PR #611, opened 2025-04-17
Fix evals again for TP>1 

lewtun:


src/open_r1/utils/evaluation.py
```diff
@@ -72,12 +72,10 @@ def run_lighteval_job(
     num_gpus = get_gpu_count_for_vllm(model_name, model_revision)
     if get_param_count_from_repo_id(model_name) >= 30_000_000_000:
         tensor_parallel = True
-    else:
-        num_gpus = 8
-        tensor_parallel = False
-
     # FIXME: vLLM 0.8.3 hangs with lighteval and DP > 1, so we disable it for now and use TP for all evals. See https://github.com/huggingface/lighteval/issues/670
-    tensor_parallel = True
```
lewtun, line 80: This conflicts with Qwen models which require the number of attention heads to be divisible by TP. The fix is to disable DP altogether and rely on https://github.com/huggingface/open-r1/pull/611/files#diff-0118d8beccd2ee9e859eef8c93702e25993678ab87337c7f394e0b622bb0ba2cL72 to get the correct number of GPUs

PR #614, opened 2025-04-17
Code Execution using Morph Cloud

abetlen:
# Code Execution using Morph Cloud

## Overview

This PR introduces [Morph Cloud](https://cloud.morph.so/web/) as an optional backend for code execution within Open-R1, providing users with an alternative provider for Codeforces as well as IOI code reward calculation.

## Key Changes & Design

The integration supports two distinct execution pathways, chosen via configuration:

### 1. General Code Execution (`code_reward`)

**Mechanism**: Integrated via `src/open_r1/utils/code_providers.py::MorphProvider`
This provider supports two operational modes:
- **Router Mode**: If `morph_router_url` is provided in the configuration, the provider uses a client (`src/open_r1/utils/routed_morph.py::RoutedMorphSandbox`) to communicate with a separate router service (`scripts/morph_router.py`). This pattern aims to improve performance and manage costs via sandbox reuse, similar to the E2B router.
- **Direct Mode**: If `morph_router_url` is not provided, `MorphProvider` falls back to interacting directly with the morphcloud SDK (`MorphCloudClient`, `Sandbox`). It manages concurrent sandbox creation and execution using `asyncio` up to the limit specified by `num_parallel`.
**Configuration**: Enabled by setting `provider_type: “morph”`. The `morph_router_url` field is optional; omitting it selects Direct Mode (`src/open_r1/configs.py`). A Slurm script (`slurm/morph_router.slurm`) is provided for launching the router service if Router Mode is chosen.

### 2. IOI Problem Execution (`ioi_code_reward`)
**Mechanism**: Integrated via a custom client implementation (`src/open_r1/utils/ioi/morph_client.py::MorphCloudExecutionClient`). This client uses the lower-level APIs from the morphcloud library (`morphcloud.api.MorphCloudClient`) to manage Morph snapshots and instances directly. It orchestrates the complex setup required for IOI problems (multi-file uploads, custom compile/run scripts) for fine-grained control. This pathway always interacts directly with Morph Cloud and does not use the router.
**Configuration**: Enabled by setting `ioi_provider: “morph”` in the training configuration (`src/open_r1/configs.py`).

## Supporting Changes
- Updated core reward logic in `src/open_r1/rewards.py` to dispatch to the appropriate Morph provider/mode based on configuration settings.
- Added necessary configuration fields to dataclasses in `src/open_r1/configs.py`.
- Included comprehensive setup instructions and usage guidance in `README.md` and a dedicated technical overview in `MORPH_INTEGRATION.md`.
- Updated relevant example configuration files in `recipes/`.

## Dependencies & Usage
- Requires the `morphcloud` package (install via `uv pip install morphcloud`). [Note: Verify addition to project dependencies, e.g., in `setup.py`]
- Users must obtain a Morph API key and set it as the `MORPH_API_KEY` environment variable. This key is used by the Morph router service (if used) and the direct clients (`MorphProvider` in Direct Mode, `MorphCloudExecutionClient` for IOI).
- Activation is opt-in via configuration flags.

## Backward Compatibility
- This change is fully backward compatible.
- E2B remains the default provider for `code_reward` (`provider_type=“e2b”`).
- Piston remains the default provider for `ioi_code_reward` (`ioi_provider=“piston”`).
- Existing workflows using the default providers are unaffected.


README.md
```diff
@@ -227,23 +227,56 @@ You will need to adapt the `slurm/train.slurm` script to match your cluster.
...
 E2B_API_KEY="e2b_xxx"
 ```
 
-Then make sure your dataset contains a `verification_info` column with the following schema (adopted from PrimeIntellect's excellent [datasets](https://huggingface.co/collections/PrimeIntellect/synthetic-1-67a2c399cfdd6c9f7fae0c37) of verifiable problems):
+##### Morph Provider
+
+To use Morph, first install the morphcloud package:
+
+```shell
+pip install morphcloud
```
lewtun, line 254: WDYT about adding this to the `code` extra in `setup.py` so users can just run `uv pip install -e '.[code]'`?

src/open_r1/rewards.py
```diff
@@ -450,43 +472,35 @@ def evaluate_code(code, test_cases):
...
+            test_cases=json.dumps(json.dumps(info["test_cases"]))
+        )
         for code, info in zip(code_snippets, verification_info)
     ]
 
     language = verification_info[0]["language"]
-    if not all(v["language"] == language for v in verification_info):
-        raise ValueError("All verification_info must have the same language", verification_info)
+    
+    if enforce_same_language:
```
lewtun, line 492: Nice check!

src/open_r1/rewards.py
```diff
@@ -398,19 +407,32 @@ def binary_code_reward(completions, num_parallel: int = 2, e2b_router_url=None,
     return output
 
 
-def code_reward(completions, num_parallel: int = 2, e2b_router_url=None, **kwargs) -> list[float]:
-    """Reward function that evaluates code snippets using the E2B code interpreter.
+# This function has been removed as we now use a unified approach in code_reward
```
lewtun, line 410: I think we can remove these comments and `code_reward_morph` since it doesn't seem to be used anywhere?

src/open_r1/rewards.py
```diff
@@ -384,8 +386,15 @@ def extract_code(completion: str, language: str = "python") -> str:
     return extracted_answer
 
 
-def binary_code_reward(completions, num_parallel: int = 2, e2b_router_url=None, **kwargs) -> list[float]:
-    rewards = code_reward(completions, num_parallel=num_parallel, e2b_router_url=e2b_router_url, **kwargs)
+def binary_code_reward(completions, num_parallel: int = 2, e2b_router_url=None, provider_type: str = None, enforce_same_language: bool = False, **kwargs) -> list[float]:
```
lewtun, line 389: I realise this is a breaking change, but maybe it's better to do this than have a router URL arg for E2B and then have users remember they need `kwargs` for Morph:
```suggestion
def binary_code_reward(completions, num_parallel: int = 2, provider_type: str = None, enforce_same_language: bool = False, **kwargs) -> list[float]:
```

The alternative would be to expose

src/open_r1/rewards.py
```diff
@@ -384,8 +386,15 @@ def extract_code(completion: str, language: str = "python") -> str:
...
+    rewards = code_reward(
+        completions, 
+        num_parallel=num_parallel, 
+        e2b_router_url=e2b_router_url,
```
lewtun, line 393: Ditto here if you agree with the above change:
```suggestion
```

src/open_r1/rewards.py
```diff
@@ -398,19 +407,32 @@ def binary_code_reward(completions, num_parallel: int = 2, e2b_router_url=None,
...
+    """This function has been deprecated in favor of the unified code_reward function.
+    
+    All code evaluation now goes through the same code_reward function, regardless of provider.
+    """
+    # TODO: implement support for c++/rust/javascript
+
+    return code_reward(completions, num_parallel=num_parallel, provider_type="morph", **kwargs)
+
+
+def code_reward(completions, num_parallel: int = 2, e2b_router_url=None, provider_type: str = "e2b", enforce_same_language: bool = False, **kwargs) -> list[float]:
```
lewtun, line 422:
```suggestion
def code_reward(completions, num_parallel: int = 2, provider_type: str = "e2b", enforce_same_language: bool = False, **kwargs) -> list[float]:
```

src/open_r1/rewards.py
```diff
@@ -450,43 +472,35 @@ def evaluate_code(code, test_cases):
...
-        rewards = run_async_from_sync(scripts, language, num_parallel)
-    except Exception as e:
-        print(f"Error from E2B executor: {e}")
-        rewards = [0.0] * len(completions)
-
-    return rewards
+    execution_provider = get_provider(
+        provider_type=provider_type,
+        num_parallel=num_parallel,
+        e2b_router_url=e2b_router_url,
```
lewtun, line 500: We should propagate `kwargs` here to use Morph right?
```suggestion
        **kwargs,
```

lewtun (approved):
Thanks a lot for the nice feature @abetlen ! Overall the changes LGTM with some small suggestions to align the function args

scripts/morph_router.py
```diff
@@ -0,0 +1,173 @@
...
+    BatchRequest is a data model representing a batch processing request.
+
+    Attributes:
+        scripts (list[str]): A list of script names or paths to be executed.
+        language (str): The programming language in which the scripts are written.
+        timeout (int): The maximum allowed execution time for each script in seconds.
+        request_timeout (int): The maximum allowed time for the entire batch request in seconds.
+    """
+    scripts: List[str]
+    language: str
```
edbeeching, line 39: One assumption I made when I wrote the E2B router was that all scripts were in the same language, should we relax this assumption here?

slurm/morph_router.slurm
```diff
@@ -0,0 +1,25 @@
...
+#SBATCH --nodes=1
+#SBATCH --ntasks-per-node=1
+#SBATCH --cpus-per-task=8
+#SBATCH --mem=32G
+#SBATCH --time=24:00:00
+#SBATCH --output=logs/morph_router_%j.out
+#SBATCH --error=logs/morph_router_%j.err
+
+# Load necessary modules
+module load anaconda
```
edbeeching, line 12: I understand that you were testing this with you own conda env, but for the PR can you copy paste the `e2b_router.slurm` file and include your `python scripts/morph_router.py --port 8001 --max_num_sandboxes 20`. This will only work on our cluster, but at least the slurm files will be consistent across the project.

src/open_r1/utils/routed_morph.py
```diff
@@ -0,0 +1,117 @@
...
+            router_url: The URL of the MorphCloud router, including host and port.
+            timeout: Default execution timeout in seconds.
+            request_timeout: Default HTTP request timeout in seconds.
+        """
+        self.router_url = router_url
+        self.timeout = timeout
+        self.request_timeout = request_timeout
+    
+    def run_code(self, scripts: List[str], 
+                language: str = "python",
```
edbeeching, line 48: As mentioned above, perhaps we can relax the language here and have a list of languages?

edbeeching (changes requested):
LGTM in general, we have some slow_tests for the code rewards / routers that are not part of the CI in https://github.com/huggingface/open-r1/blob/main/tests/slow/test_code_reward.py

If you could update / add an example there it would be appreciated so we can validate it all works on the cluster.

src/open_r1/utils/routed_sandbox.py
```diff
@@ -41,7 +41,7 @@ def __init__(self, router_url: str):
     def run_code(
         self,
         scripts: list[str],
-        language: str = "python",
+        languages: Optional[List[str]] = None,
```
arb8020, line 44: i made the assumption that i should change the e2b router to support `languages` as well to keep the API consistent between the two but i can also leave the old `language` parameter for backwards compatibility if that's preferred

tests/slow/test_code_reward.py
```diff
@@ -20,12 +20,14 @@
...
 from open_r1.utils.routed_sandbox import RoutedSandbox
+from open_r1.utils.routed_morph import RoutedMorphSandbox
 
 
 class TestCodeRewards(unittest.TestCase):
+    
     def test_python_code_reward(self):
         # requires E2B, see the README.md file
-        code_dataset = load_dataset("open-r1/verifiable-coding-problems-python_decontaminated-tested")
+        code_dataset = load_dataset("open-r1/verifiable-coding-problems-python_decontaminated-tested-shuffled")
```
arb8020, line 30: couldn't find this dataset without the `-shuffled` prefix so i added this

tests/slow/test_code_reward.py
```diff
@@ -90,11 +92,11 @@ def test_e2b_router_run_code_success():
 
         for result in results:
             assert isinstance(result, Execution)
-            assert result.exit_code == 0
+            # assert result.exit_code == 0
             assert result.error is None
-            assert "hello" in result.stdout or "4" in result.stdout
+            assert "hello" in result.logs['stdout'][0] or "4" in result.logs['stdout'][0]
```
arb8020, line 97: also changed a bit of the handling here: maybe something has changed in the Execution object but i wasn't able to access the `.exit_code` attribute, nor `.stdout` without the changes i made here

lewtun (approved):
Thanks for iterating @abetlen ! The slow test LGTM along with the other changes - let's merge once @edbeeching has given it a final pass

edbeeching (approved):
Thanks for the updates, LGTM.

lewtun:
@abetlen can you just fix the merge conflicts and tests and then we're good to go!

lewtun:
Thanks for iterating @abetlen !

**What to produce**
Check each line of the entries above for the string "package", and return those that contain it.

**Task result**
- Requires the `morphcloud` package (install via `uv pip install morphcloud`). [Note: Verify addition to project dependencies, e.g., in `setup.py`]
+To use Morph, first install the morphcloud package:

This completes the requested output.